British army officer, the First Designer of the Middle East: Who is Horatio Herbert Kitchener?

Kitchener was a British military leader and statesman who, as secretary of state in the early years of the First World War, organized the army on an unprecedented scale. He was also depicted on the most famous British army recruitment poster ever produced.

He was the child of a Protestant family. He was educated privately. He graduated from Wowlwich Kingdom Military Academy. He fought voluntarily on the side of the French in the French-German wars. He started working as a civil servant in January 1871. He worked in the secret service in Palestine, Anatolia, and Cyprus between 1874 and 1882.

He was assigned to an Egyptian cavalry unit in Cairo in early 1883. He participated in the operation to rescue General C G Gordon in the Nile. After the operation failed, he went to Zanzibar. He was governor-general in Suakin on the Red Sea coast. On the recommendation of Prime Minister Lord Salisbury, he became commander-in-chief of the Egyptian army.

Field Marshal Horatio Herbert Kitchener, 1st Earl Kitchener (24 June 1850 – 5 June 1916) was a British Army officer and colonial administrator. Kitchener came to prominence for his imperial campaigns, his involvement in the Second Boer War, and his central role in the early part of the First World War.

Kitchener never married, thinking only of his duty. Kitchener and his friends started the war in 1896; On September 2, 1898, they organized a large massacre against Arabs from Omdurman. The victory of brutality filled England with excitement. Kitchener was given the title of nobility in November 1898 and a large sum of money in June 1899, with the thanks of parliament.

Another success of Kitchener was his skillful analysis of the situation that arose when a French unit in Fashoda (Kodok) claimed rights over parts of Sudan. Kitchener remained in Sudan as governor-general for a year. Meanwhile, war broke out in South Africa. In order to correct the deteriorating situation, Kitchener was sent to South Africa with Lord Roberts in 1899, where he replaced Roberts as commander-in-chief and broke the guerrilla resistance, which lasted approximately two years, with brutal methods.

Fields were set on fire, and women and children were imprisoned in concentration camps where epidemics were rampant. Finally, the Boers came to their knees. When Kitchener returned to England in July 1902, he received medals of honor and was also elevated to the rank of viscount.
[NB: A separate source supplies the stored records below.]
PR #34, opened 2022-12-20
support for https added as well as an example application

boazsade:
This add support for HTTPS client.
The code is based on the existing HTTP client and the TLS socket. What it adds is:
* HTTPS client that uses the TLS socket under the hood.
* A demo application that can be use to demo this new client.
note that the application is very useful to ensure that the TLS is working successfully.
I tried to make sure that this will be as secure as possible without making the use of it to complicated (i.e. loading cert file for example).
Signed-off-by: Boaz Sade <boaz@dragonflydb.io>

### DIFF
--- a/examples/https_client_cli.cc
+++ b/examples/https_client_cli.cc
@@ -1,0 +1,186 @@
+// Create an https client test program
+// Note this that example show how to run HTTPS client
+// which connect to the remote server, read a resource and print thi
+// the response to the LOG.
+// To see command line args run with --helpful command line flag
+// Since there is no reasonable default host name you must at minimum run
+// this with --host <domain name: https://en.wikipedia.org/wiki/Domain_name> such as www.google.com
+// (note that you should not add the service name at the start such as https).
+// To demo that this is not a blocking HTTPS client this would run 2 fibers for connection
+// and another task that basically does nothing.
+// output from this is either an error (in case we failed - try given illegal host or port) or a
+// the headers and the body from the host and resource you gave.
+// for example:
+// ./https_client --host redis.io --resource /commands/asking/ --vmodule=https_client=2
+// --logbuflevel=-1 --alsologtostderr
+// will print the content from https://redis.io/commands/asking command to the log as well as to the
+// terminal
+#include <openssl/err.h>
+
+#include <boost/beast/http.hpp>
+#include <chrono>
+#include <iostream>
+#include <memory>
+
+#include "base/flags.h"
+#include "base/init.h"
+#include "util/fibers/event_count.h"
+#include "util/http/http_client.h"
+#include "util/proactor_base.h"
+#include "util/proactor_pool.h"
+#include "util/tls/tls_engine.h"
+#include "util/tls/tls_socket.h"
+#include "util/uring/uring_pool.h"
+
+using util::ProactorBase;
+using util::ProactorPool;
+using util::http::Client;
+using util::http::TlsClient;
+namespace h2 = boost::beast::http;
+using ResponseType = h2::response<h2::string_body>;
+using absl::GetFlag;
+
+ABSL_FLAG(short, http_port, 443, "HTTPS remote server port.");
+ABSL_FLAG(std::string, host, "", "Remote host domain name");
+ABSL_FLAG(std::string, resource, "/", "resource path on the remote host");
+
+struct RequestResults {
+  unsigned int status = 400;
+  std::optional<ResponseType> result;
+
+  RequestResults() = default;
+
+  RequestResults(unsigned int s, ResponseType&& res) : status{s}, result{std::move(res)} {
+  }
+
+  bool good() const {
+    return status < 400;
+  }
+
+  bool has_result() const {
+    return result != std::nullopt;
+  }
+
+  const ResponseType& get() const {
+    assert(good() && has_result());
+    return result.value();
+  }
+};
+
+std::ostream& operator<<(std::ostream& os, const RequestResults& res) {
+  if (res.has_result()) {
+    if (res.good()) {
+      const auto& msg = res.get();
+      os << "headers: " << msg.base();
+      return os << "body: " << msg.body();
+    } else {
+      return os << "got errors results: " << res.result.value();
+    }
+  } else {
+    return os << "no result were successfully read from remote host";
+  }
+}
+
+using OpResult = io::Result<RequestResults, std::string>;
+
+OpResult ConnectAndRead(ProactorBase* proactor, std::string_view host, std::string_view service,
+                        const char* resource, SSL_CTX* ssl_ctx) {
+  TlsClient http_client{proactor};
+
+  http_client.set_connect_timeout_ms(2000);
+  auto list_res = proactor->Await([&] {
+    if (auto ec = http_client.Connect(host, service, ssl_ctx); !ec) {
+      h2::request<h2::string_body> req{h2::verb::get, resource, 11 /*http 1.1*/};
+      req.set(h2::field::host, std::string(host).c_str());
+      ResponseType res;
+      if (auto ec = http_client.Send(req, &res); !ec) {
+        return OpResult{RequestResults{res.result_int(), std::move(res)}};
+      } else {
+        return OpResult{
+            nonstd::unexpected<std::string>("Failed HTTPS GET Send(): " + ec.message())};
+      }
+    } else {
+      return OpResult{nonstd::unexpected<std::string>("Failed to connect: " + ec.message())};
+    }
+    return OpResult{RequestResults{}};
+  });
+
+  return list_res;
+};
+
+using namespace std::chrono_literals;
+
+util::fibers_ext::Fiber ReadFromRemoteHost(ProactorPool* pool, SSL_CTX* ssl_context,
+                                           std::string_view task_name,
+                                           util::fibers_ext::Done* done_condition) {
+  std::string service = std::to_string(GetFlag(FLAGS_http_port));
+  std::string host = GetFlag(FLAGS_host);
+  std::string resource = GetFlag(FLAGS_resource);
+
+  LOG(INFO) << task_name << ": host '" << host << "', port " << service << ", resource '"
+            << resource << "'";
+  return pool->GetNextProactor()->LaunchFiber([=]() {
+    while (true) {
+      if (done_condition->WaitFor(1s)) {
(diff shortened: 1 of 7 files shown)


examples/https_client/https_client.cc
```diff
@@ -0,0 +1,184 @@
...
+using util::ProactorBase;
+using util::ProactorPool;
+using util::http::Client;
+using util::http::SecureClient;
+namespace h2 = boost::beast::http;
+using ResponseType = h2::response<h2::string_body>;
+using absl::GetFlag;
+
+ABSL_FLAG(std::string, http_port, "443", "HTTPS remote server port.");
+ABSL_FLAG(std::string, host, "", "Remote host domain name;
```
romange, line 44: did you try to compile it?

examples/https_client/https_client.cc
```diff
@@ -0,0 +1,184 @@
+// Create an https client test program
```
romange, line 1: please move it to examples folder and rename it to https_client_cli

examples/https_client/https_client.cc
boazsade: sure - I was using this all the time to verify that its working

util/tls/tls_socket.h
```diff
@@ -7,12 +7,12 @@
...
 
 #include "util/fiber_socket_base.h"
-
+#include "util/tls/tls_engine.h"
 
 namespace util {
 namespace tls {
 
-class Engine;
+// class Engine;
```
romange, line 15: ?

examples/https_client/https_client.cc
```diff
@@ -0,0 +1,184 @@
...
+    LOG(ERROR) << "Host name is missing - please run with --host <host name>";
+    return -1;
+  }
+
+  SSL_library_init();
+  SSL_load_error_strings();
+  util::uring::UringPool pp;
+  int count = 0;
+  pp.Run();
+  SSL_CTX* ssl_context = SecureClient::CreateSslContext(SecureClient::LEVEL_2);
```
romange, line 168: who frees this context?

util/http/http_client.cc
```diff
@@ -97,5 +108,47 @@ bool Client::IsConnected() const {
   return socket_ && socket_->IsOpen();
 }
 
+///////////////////////////////////////////////////////////////////////////////
+
+SSL_CTX* SecureClient::CreateSslContext(SecurityLevel sec_level) {
+  SSL_CTX* ctx = SSL_CTX_new(TLS_client_method());
+  if (ctx) {
+    long tls_ver = sec_level == LEVEL_5 ? TLS1_3_VERSION : TLS1_2_VERSION;
```
romange, line 116: why not use tls1.3 hardcoded?

util/tls/tls_socket.h
boazsade: I had to include the file with the Engine class because of the "Handshake" function that I've added here

examples/https_client/https_client.cc
boazsade: You're right - I will add a "free" at the end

When he refused to work at the Ministry of War, he was sent to India as commander-in-chief. Here he reorganized the army not to suppress an internal rebellion but to counter an attack from outside.
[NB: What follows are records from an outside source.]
PR #37, opened 2022-12-30
Cleanup IoBuf and add source/sink for it

dranikpg:
Some things that I desperately missed in DF:
- IoBuf is not movable (And is wrapped often into unique_ptr to account for this 🤯 )
- IoBuf WriteAndCommit akin to ReadAndConsume
- IoBuf cannot be used as a sink or as a source
- There is no way to convert Bytes into string_view easily

### DIFF
--- a/base/io_buf.h
+++ b/base/io_buf.h
@@ -79,7 +79,7 @@ class IoBuf {
 
   // Copy num_copy bytes from source to append buffer and mark them as written.
   // Ensures append buffer is large enough.
-  void WriteAndCommit(size_t num_copy, const void* source);
+  void WriteAndCommit(const void* source, size_t num_copy);
 
   // Ensure required append buffer size.
   void EnsureCapacity(size_t sz) {
--- a/base/io_buf.h
+++ b/base/io_buf.h
@@ -10,17 +10,16 @@
 
 namespace base {
 
+// Generic buffer for reads and writes.
+// Write directly to AppendBuffer() and mark bytes as written with CommitWrite.
+// Read from InputBuffer() and mark bytes as read with ConsumeInput.
 class IoBuf {
  public:
-  IoBuf(const IoBuf&) = delete;
-  IoBuf& operator=(const IoBuf&) = delete;
-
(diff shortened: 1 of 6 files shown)


base/io_buf.h
```diff
@@ -44,85 +56,61 @@ class IoBuf {
...
-      }
-      delete[] buf_;
-    }
-
-    buf_ = nb;
-    capacity_ = sz;
-  }
+  // Reserve by whole buffer size.
+  // Use EnsureCapacity instead for resizing only by desired append buffer size.
+  void Reserve(size_t full_size);
```
dranikpg, line 91: Those function is dangerously misleading, it accounts only for the TOTAL size. Most of the time EnsureCapacity is really needed from outside accessors

io/io.cc
```diff
@@ -73,6 +73,22 @@ void AsyncWriteState::OnCb(Result<size_t> res) {
   owner->AsyncWriteSome(cur, arr.end() - cur, [this](Result<size_t> res) { this->OnCb(res); });
 }
 
+// Read some bytes from buf starting at given offset offs and update it.
+Result<size_t> ReadSomeBytes(const iovec* v, uint32_t len, Bytes buf, off_t* offs) {
```
romange, line 77: please rename v into dest, it's hard to understand from the signature what's the input and what's the output.

base/io_buf.h
```diff
@@ -44,85 +56,61 @@ class IoBuf {
...
+    size_ += num_written;
   }
 
-  void Clear() {
-    size_ = 0;
-    offs_ = 0;
-  }
+  // Copy num_copy bytes from source to append buffer and mark them as written.
+  // Ensures append buffer is large enough.
+  void WriteAndCommit(size_t num_copy, const void* source);
```
romange, line 82: usually a ptr is followed by length

base/io_buf.h
romange: if you think it's not needed, feel free to remove it...

romange (approved):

However, he had a falling out with the governor general because of the dual commander system that emerged in the Indian army. Kitchener defended the view that the commander-in-chief, not the governor-general, should have higher authority in military matters. The governor-general resigned after the British cabinet retained Kitchener. Kitchener, who stayed there until September 1909, went to Australia and New Zealand the same year to give advice on defense policy.
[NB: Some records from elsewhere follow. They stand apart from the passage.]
PR #48, opened 2023-03-11
string_view_sso will use 22 bytes SSO when compiled with libc++

chakaz:
This will make it compatible with libc++'s std::string.

Alternatively, we could always use 22 bytes (even for STL implementations supporting smaller SSOs, such as libstdc++).


romange:
Lgtm. I do not even know what libc++ is.

romange (approved):

chakaz:
> Lgtm. I do not even know what libc++ is.

:)
libc++ is a great STL implementation, built for (and by) clang. It's superior in many ways to libstdc++, which is the library used by GCC (and can also be used by clang).
There's some more info here if you're interested: https://shaharmike.com/cpp/std-string/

Perhaps the greatest disappointment of his life was that Asquith's liberal government was unwilling to make him governor-general of India, but he found consolation when he was offered the governorship of Egypt. He was in Cairo between 1911-1914 and ruled Egypt and Sudan. In July 1914, Kitchener reluctantly accepted an assignment from Prime Minister Asquith. Accordingly, he would enter the cabinet as a field marshal and become a neutral minister of war.

Kitchener found the British army small and told his colleagues, who believed that the war would end in three weeks and that the war would last at least three years. According to Kitchener, England would need an army of one million more to win the war. Kitchener was a true leader in the first months of the war, representing the people's passion for victory. He established new unions, granted some privileges to these unions, and ensured that the country's industry turned into a war industry.

Kitchener's mistake was that he did not like group work and sharing authority. He was constantly under conflicting pressures, making it difficult for him to make appropriate and effective decisions. In May 1915, he was stripped of his industrial powers.

Kitchener's willingness to go to Gallipoli in November to make recommendations for evacuation gave all his colleagues a sigh of relief. During his absence, he was stripped of all authority over strategy. It was only his love of duty that prevented Kitchener from resigning. He had to not shake the people's trust in the cabinet and try to prevent the cabinet from falling. He wavered between the admiration of the public and the indifference of his friends in the cabinet, and this situation led him to depression.

By late 1915, Kitchener was convinced that it was time to recruit by lot, but Asquith argued that this was still politically impossible, so Kitchener had to remain silent. He went to Russia on an assignment in June 1916. On 5 June 1916, the cruiser Hampshire sank after hitting a German mine off the coast of Orkney. Kitchener drowned to death.